Forget the old boys club, a new kind of underground networking world is here and it's for women only. 
 
Courtesy: The Stilleto Club
Courtesy: The Stilleto Club
Forget the old boys club, a new kind of underground networking world is here and it's for women only.
Journalist Pamela Ryckman, author of the new book The Stiletto Network, said that women-only groups are spurring billions of dollars in transactions and leveraging friends into power in industries ranging from television and film to banking to non-profit groups.

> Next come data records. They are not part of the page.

PR #2333, opened 2026-05-02
Spendability redesign: height-based rule with anchor-priority window

### LINKED ISSUE #982: zcash_client_backend: Use knowledge of inserted treestates to reduce time to spendability

### LINKED ISSUE #2329: rewindToHeight affects spendability
We implemented new rewindToHeight method in a way that when calling in while adding a Keystone device, the spendability of Zodl wallet is not affected except last 100 blocks. However, when I test the new method on my Zodl wallet and add a KS device, ~30% of my balance becomes unspendable and flips to pending state. I can send funds from those 70%, that works. But those 30% shouldn't be affected according to the design and technical architecture of the rewindToHeight method.

nuttycom:
Replaces the wallet's spendability rule with a single height-based predicate shared by balance reporting and note selection, pins the anchor to the tree state at the confirmations-policy depth, confines note commitment tree checkpoints to the pruning window, and keeps the scan queue contiguous. Together these close the gap in which `get_wallet_summary` reported value that `propose_transfer` then refused (`ScanRequired` / `InsufficientFunds`), and the converse gap in which a wallet that lagged the chain tip spent against, and published, an anchor as old as its offline period.

## Spendability rule

A shielded note is spendable when all of the following hold. `get_wallet_summary` and note selection (`select_spendable_notes` and the value-targeted selection behind `propose_transfer`) evaluate the same predicate.

- **Anchor floor.** The note's `witness_anchor_stable` height is set and lies at or below the chosen anchor. It is the height through which the note's witness data is settled, every block from the note's own block through it having been scanned: for a note in a completed shard, the shard's end height; for a note in the open shard, the pruning floor as of the last scan that reached the tip, never below the note's own height. Floors advance as scanning progresses and are cleared above any truncation height.
- **Pruning window scanned.** No `scan_queue` range above `Scanned` overlaps the chain-tip pruning window at or below the policy anchor (`target - trusted confirmations`). A not-yet-scanned tip extension strictly above the policy anchor does not suspend spendability.
- **Durable witness region.** Either the note's shard is complete and every block after the note's own block through the shard's end has been scanned, judged from the scan queue rather than from the subtree-root table alone (a server-reported root says nothing about which leaves the wallet holds), or the floor reaches the bottom of the window with no unscanned range in between. Blocks before the note within its shard are irrelevant: the frontier inserted when the note's block was scanned supplies the left side of its witness.
- **Anchor available.** The pool's tree has a checkpoint at the anchor height.
- **Confirmations.** The note meets the confirmations policy.

`ScanPriority::Anchor`, slotted between `ChainTip` and `Verify`, is stamped on the pruning window by `rewind_to_chain_state`, `truncate_to_height`, and `truncate_to_chain_state`, so re-establishing a usable anchor is scheduled ahead of ordinary forward sync.

## Anchor selection

`get_target_and_anchor_heights` returns the highest checkpoint at or below `target - min_confirmations` only when every block between that checkpoint and that depth has been scanned, so the anchor's tree state is exactly the state at the policy depth; for a wallet synced to the tip that checkpoint is the policy depth itself. Otherwise there is no anchor: balance reports nothing spendable, and proposals (transfers and shielding alike) fail with `ScanRequired` until the wallet has scanned to the policy depth. Previously the most recent checkpoint was returned unconditionally, so a wallet reopened after an offline period revealed the length of that period on chain. Shielding keeps the anchor requirement because Orchard and Ironwood actions carry dummy spends.

## Checkpoints

`put_blocks` uses `Checkpoint` retention only within `PRUNING_DEPTH` blocks of the chain tip, and creates a checkpoint at every scanned height in that window in every tree, whether or not the block carries a shielded output. Scanning older blocks creates no checkpoints; their commitments keep only the marking that protects a wallet note from pruning. Heights the ZIP 318 anchor-retention policy retains are checkpointed regardless. `ll::wallet::put_blocks` takes the wallet's chain tip as an argument for this. A stretch of more than `PRUNING_DEPTH` blocks without a shielded output no longer leaves notes in the open tip shard unspendable.

## Scan queue contiguity

`put_blocks`, `store_decrypted_tx`, `set_transaction_status`, and `put_received_transparent_utxo` extend the scan queue when they learn of a block above the known chain tip, so the queue is contiguous from the wallet birthday to the tip and both the spendability checks and `suggest_scan_ranges` see every unscanned height.

## Reorg detection

Two hardenings found while auditing the reorg guards on the rewind and re-scan paths this PR touches, independent of the other changes:

- `scan_cached_blocks` compares each block against the metadata the wallet recorded at that height before scanning it, and reports a mismatch as `ScanError::BlockHashMismatch`, a continuity error. Previously the mismatch surfaced only as the storage layer's `BlockConflict`, which a sync loop had no reason to treat as a signal to rewind.
- `WalletWrite::put_blocks` now returns `PutBlocksError<Self::Error>`, separating a chain-continuity failure detected while persisting a batch from a failure to persist it. A shardtree `InsertionError::Conflict` raised while updating a pool's tree (the inserted frontier or commitments disagree with a leaf or computable node the wallet holds) is classified as `ScanError::CommitmentTreeConflict` at the first block of the batch, and `scan_cached_blocks` reports it as `Error::Scan`. Previously it surfaced as `PutBlocksCommitmentTree`, which the sync loop treated as unrecoverable. Other tree errors are unchanged.

A sync loop that rewinds on `ScanError::is_continuity_error` therefore recovers from both a reorg below its scanned range and a tree conflict the same way it recovers from a parent-hash mismatch at the start of a batch. Recovery is still bounded by the checkpoint window; a reorg deeper than that is tracked in #3035.

## Schema

`*_received_notes.witness_stabilized` (boolean) is replaced by `witness_anchor_stable` (block height). The migration is automatic.

## Test support (`test-dependencies`)

`shard_stub::fake_advance_to` and the `ShieldedPoolTester` helpers listed in the `zcash_client_backend` changelog build note-commitment-tree fixtures with real notes placed near shard boundaries and the shard interior filled by random subtree stubs, replacing the 65,537-output mega-block fixtures.

## Verification

- `cargo test -p zcash_client_sqlite --lib --features orchard,transparent-inputs`: 537 passed, 0 failed, 2 ignored.
- `cargo clippy --all-targets -- -D warnings` on `zcash_client_backend` and `zcash_client_sqlite` with `--all-features`; on `zcash_client_sqlite` with no default features, `orchard` alone, and `transparent-inputs` alone; and on `zcash_client_backend` with no default features.
- `cargo doc --document-private-items` and `cargo fmt --check` are clean.
- Every commit builds its test targets (`git rebase --exec 'cargo check -p zcash_client_sqlite --tests --features orchard'`).

## Follow-ups

- #3035: a reorg deeper than the checkpoint window cannot be rewound and must be surfaced as a distinct condition requiring intervention.
- zcash/incrementalmerkletree#202: three shardtree insertion paths accept data that disagrees with stored node hashes without raising `InsertionError::Conflict`, so `ScanError::CommitmentTreeConflict` catches a frontier or commitment that meets an existing leaf or computable node, but not every divergent gap fill.
- `zcash_client_memory` maps `ScanPriority::Anchor` to `proto::ScanPriority::ChainTip` as a placeholder (lossy on round-trip).
- A wallet reopened after a long offline period must scan to the policy anchor before any shielded balance is spendable. Scheduling the pruning window ahead of the `ChainTip` backlog on a plain tip advance, or inserting the server's tree state at the policy anchor, would shorten that wait for notes in completed shards.

Co-Authored-By: Claude Fable 5.1 <noreply@anthropic.com>


zcash_client_backend/src/data_api/testing/pool.rs
```diff
@@ -5201,6 +5201,403 @@ where
...
+/// [`stabilized_note_spendable_after_deep_rewind`]), perform the deep rewind
+/// *without* a subsequent `update_chain_tip`, and check that
+///   - if `get_spendable_balance > 0`, then both `propose_transfer` and
+///     `create_proposed_transactions` succeed for at least the marginal fee, and
+///   - otherwise, `propose_transfer` fails with `ScanRequired` or
+///     `InsufficientFunds`.
+///
+/// This test is expected to fail until balance reporting is taught to consider
+/// whether an anchor's tree root can actually be constructed.
+pub fn rewind_balance_implies_spendable<T, Dsf>(ds_factory: Dsf, cache: impl TestCache)
```
nullcopy: `stabilized_note_spendable_after_deep_rewind` was intended to check that the post-rewind balance was fully usable. The fact that it doesn't test the difference between `get_spendable_balance` and what `propose_transfer` tries to use is an oversight. Could these conditions just be tested in "Step 6" of `stabilized_note_spendable_after_deep_rewind`, instead of adding a whole new test for this?

nullcopy: Same question for `rewind_with_chain_tip_balance_implies_spendable` below

zcash_client_sqlite/src/wallet.rs
```diff
@@ -2557,7 +2557,7 @@ pub(crate) fn get_wallet_summary<P: consensus::Parameters>(
         // If the shard containing the anchor height contains any unscanned ranges that start
         // below or including that height, none of our shielded balance is currently spendable.
         #[tracing::instrument(skip_all)]
-        fn is_any_spendable(
+        fn tip_shard_scanned(
```
nullcopy: s/tip_shard_scanned/shard_scanned/`

Technically this doesn't check the tip shard. It checks whichever shard the anchor happens to be in, which may or may not be the tip (especially likely for transactions constructed around the time of a shard boundary)

zcash_client_sqlite/src/wallet.rs
```diff
@@ -2660,16 +2670,17 @@ pub(crate) fn get_wallet_summary<P: consensus::Parameters>(
...
+            // reasonable confirmation policy, and its witness data cannot be removed by
+            // truncation.
             //
             // Non-stabilized notes require more checks: we must have enough chain tip information
             // to construct witnesses, the shard that the note resides in must be sufficiently
             // scanned that we can construct the witness for the note, and the note has enough
             // confirmations to be spent.
-            let is_spendable = witness_stabilized
-                || (any_spendable
+            let is_spendable = (witness_stabilized && anchor_available)
```
nullcopy: Should we also confirm the anchor height is greater than the note's mined height?

zcash_client_sqlite/src/wallet/init/migrations/witness_anchor_stable.rs
```diff
@@ -0,0 +1,339 @@
+//! Replaces the boolean `witness_stabilized` flag on received-note tables with a
+//! `witness_anchor_stable` column whose value is the containing shard's
+//! `subtree_end_height` at the time of stabilization. The new column carries the same
```
nullcopy: In our discussion yesterday, you mentioned marking the anchor stable even before the shard has been completed. Is that still the case? This comment might need updating.

zcash_client_sqlite/src/wallet/init/migrations.rs
```diff
@@ -54,6 +54,7 @@ mod v_tx_outputs_key_scopes;
 mod v_tx_outputs_return_addrs;
 mod v_tx_outputs_use_legacy_false;
 mod wallet_summaries;
+mod witness_anchor_stable;
```
nullcopy, line 64: Need to update the migration dependency graph below

zcash_client_sqlite/src/wallet/scanning.rs
```diff
@@ -393,8 +395,18 @@ pub(crate) fn mark_stabilized_notes<P: consensus::Parameters>(
     ) -> Result<(), SqliteClientError> {
         let sql = format!(
             "UPDATE {pool}_received_notes
-             SET witness_stabilized = 1
-             WHERE witness_stabilized = 0
+             SET witness_anchor_stable = (
+                 SELECT shard.subtree_end_height
+                 FROM {pool}_tree_shards shard
+                 WHERE shard.subtree_end_height IS NOT NULL
```
nullcopy: I thought you were going to stabilize anchors even if the shard had not completed yet (i.e. in the tip shard)

zcash_client_memory/src/types/scanning.rs
```diff
@@ -176,6 +176,7 @@ mod serialization {
                     ScanPriority::OpenAdjacent => proto::ScanPriority::OpenAdjacent as i32,
                     ScanPriority::FoundNote => proto::ScanPriority::FoundNote as i32,
                     ScanPriority::ChainTip => proto::ScanPriority::ChainTip as i32,
+                    ScanPriority::Anchor => proto::ScanPriority::ChainTip as i32, //FIXME
```
nullcopy: Don't forget this FIXME

zcash_client_sqlite/src/wallet/scanning.rs
```diff
@@ -53,11 +54,60 @@ pub(crate) fn parse_priority_code(code: i64) -> Option<ScanPriority> {
...
+        None => return Ok(()),
+    };
+
+    let wallet_birthday = match wallet_birthday(conn)? {
+        Some(h) => h,
+        None => return Ok(()),
+    };
+
+    let chain_tip_u32 = u32::from(chain_tip);
+    let pruning_floor = chain_tip_u32.saturating_sub(PRUNING_DEPTH);
```
nullcopy: Pruning floor is defined elsewhere (e.g. in `rewind_to_height`) to be `tip - (PRUNING_DEPTH - 1)`. We should agree on one, and probably put this calculation in a helper to ensure we stay consistent

nullcopy: I believe our logic still lines up, because I essentially did the opposite of your `pruning_floor + 1` logic below.. but this is ripe for an off-by-one error

zcash_client_sqlite/src/wallet/scanning.rs
```diff
@@ -421,67 +419,160 @@ pub(crate) fn scan_complete<P: consensus::Parameters>(
...
-/// A note within the chain-tip shard cannot be stabilized by this function, because the
-/// chain-tip shard does not yet have a `subtree_end_height` value.
-pub(crate) fn mark_stabilized_notes<P: consensus::Parameters>(
+/// The stored value represents a block height at which witness data for a note is **locally
+/// stable**. This is to say that within the shard containing the note, enough note commitment tree
+/// data is available that it is possible to construct this note's witness up to shoard boundaries.
+/// Once written it is monotonically non-decreasing: the value advances over a row's lifetime under
+/// two cases: first, when an active-shard floor is promoted to a completed-shard floor, and
+/// secondly, in the case of notes in the chain-tip shard, when a contiguously scanned region
+/// between the note's position and an anchor increases. In the chain tip shard only, chain reorgs
```
nullcopy: > secondly, in the case of notes in the chain-tip shard, when a contiguously scanned region between the note's position and an anchor increases.

Should mention the contiguously scanned region must include the note. The way this reads, it sounds like any contiguously scanned region after the note would count, even if the note itself is in a gap

zcash_client_sqlite/src/wallet/scanning.rs
```diff
@@ -421,67 +419,160 @@ pub(crate) fn scan_complete<P: consensus::Parameters>(
...
+/// and explicit rewind operations may cause this value to decrease.
+///
+/// - **First-time stabilize** (NULL → floor): for any note whose containing shard is
```
nullcopy: Use of "floor" in this whole paragraph confuses me. I think you mean "stable height"?

e.g. Its weird to refer to the shard's end height as the floor on L442

zcash_client_sqlite/src/wallet/scanning.rs
```diff
@@ -421,67 +419,160 @@ pub(crate) fn scan_complete<P: consensus::Parameters>(
...
+            named_params![
+                ":pruning_floor": pruning_floor,
+                ":shard_height": shard_height,
+            ],
+        )?;
+        Ok(())
+    }
+
+    if let Some(chain_tip) = chain_tip_height(conn)? {
+        let pruning_floor: u32 = u32::from(chain_tip).saturating_sub(PRUNING_DEPTH - 1);
```
nullcopy: another case of `pruning_floor` math being potentially off-by-one

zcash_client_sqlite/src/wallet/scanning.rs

"I walked into a room of 50 of the nation's most powerful women and it struck me immediately that they defied the age-old stereotypes of high powered ladies in the workplace," Ryckman told the Cyclists on Monday's show. "They were not wearing the blue and gray pinstripe suits that we see, in fact they were in fashionable dresses and shoes and hairstyles and they were interacting in a very feminine way."
 
Calling themselves Babes in Boyland, Chicks in Charge, or Harpies, these groups are accomplishing huge practical results by just getting together for dinner.
"These women have created the most downloaded app in the history of Warner Brothers," Ryckman said. They have also "overseen the largest high-yield bond deal in 2010, and they have created the signal most successful fund raising pilot in the history of the Red Cross all as a result of these groups."
From CEO's to moms launching a business these women are using the networks to not only make money but to mentor and support the next generation of female business leaders. 
"After 40 years in the workforce there are enough women in positions of power with their own self made wealth who are willing to take chances with that wealth." Ryckman said. "At the same moment in history we have all of these young women starting their own companies who really don’t see that there is anything they can’t do."